SAFİLE USUL H&H YORUM

Mesela ileri demokrasi gibi dünyada karşılığı olmayan uydurma ucube kavram bunlardan birisi.
Çok sevdikleri bir başka kelime de, “Edepsiz” bunların.

Milli Görüş köklerinden gelen ve bireyi hakeratamiz sınıflandırmalara sokan ve insan özgürlüğünü boğmaya matuf bir kavram bu.

Evet…
Anayasa işi olmayacak, Erdoğan bundan dolayı çok sinirli.
Bunu anlıyorum ama…

Kimmiş bu Erdoğan’ın grup toplantısında edepsiz dediği CHP’li kişi.

Erdoğan’ın orijinal dilinden okuyalım…

“Bu saldırıyı düzenleyen edepsiz yüzü kızaracağı yerde TBMM Başkanı’nı hedef almak suretiyle nasıl bir çukurda olduğunu gösterdi.
Sayın Kılıçdaroğlu’na tek bir hususu hatırlatıyorum. Sayın Kılıçdaroğlu “Yalancıdan Başbakan olmaz” demiş. Kılıçdaroğlu haklı… Yalancıdan Başbakan olmaz. Onun içindir ki milletim bu ülkede Kılıçdaroğlu’nu başbakan yapmadı yapmayacak. Sadece yalancıdan değil edepsizi milletvekili yapandan da Başbakan olmaz.”

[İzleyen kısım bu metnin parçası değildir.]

PR #2368, opened 2022-06-10
fix: Update GitLab configuration page

vinokurig:
Signed-off-by: Igor Vinokur <ivinokur@redhat.com>

Update GitLab oAuth configuration page.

Anlaşıldı, edepsiz lafıyla Kamer Genç’i kastediyor.
Kılıçdaroğlu da, “edepsizi” milletvekili yapan kişi.

Bilmem artık Erdoğan’ın başkalarına karşı kullandığı psiko-terör dilinden etkilenen çok kişi kaldı mı…

Ama iktidar gücüne dayanan dil terörüne bende geçit yok.

Ve, şimdi, Kamer Genç meselesini iyice anlamış durumdayım…

Hükümetin Bakanı Fatma Şahin Çanakkale’nin anlatıldığı bir kitapçık hazırlıyor.

Çanakkale zaferini anlatırken ama tek bir kelime ile olsun Atatürk’ün adı geçmiyor.

Oysa Atatürk’ün dünyada tanınmasına vesile olan ilk olayı Çanakkale siperlerindeki tayin edici ve inanılmaz başarısı.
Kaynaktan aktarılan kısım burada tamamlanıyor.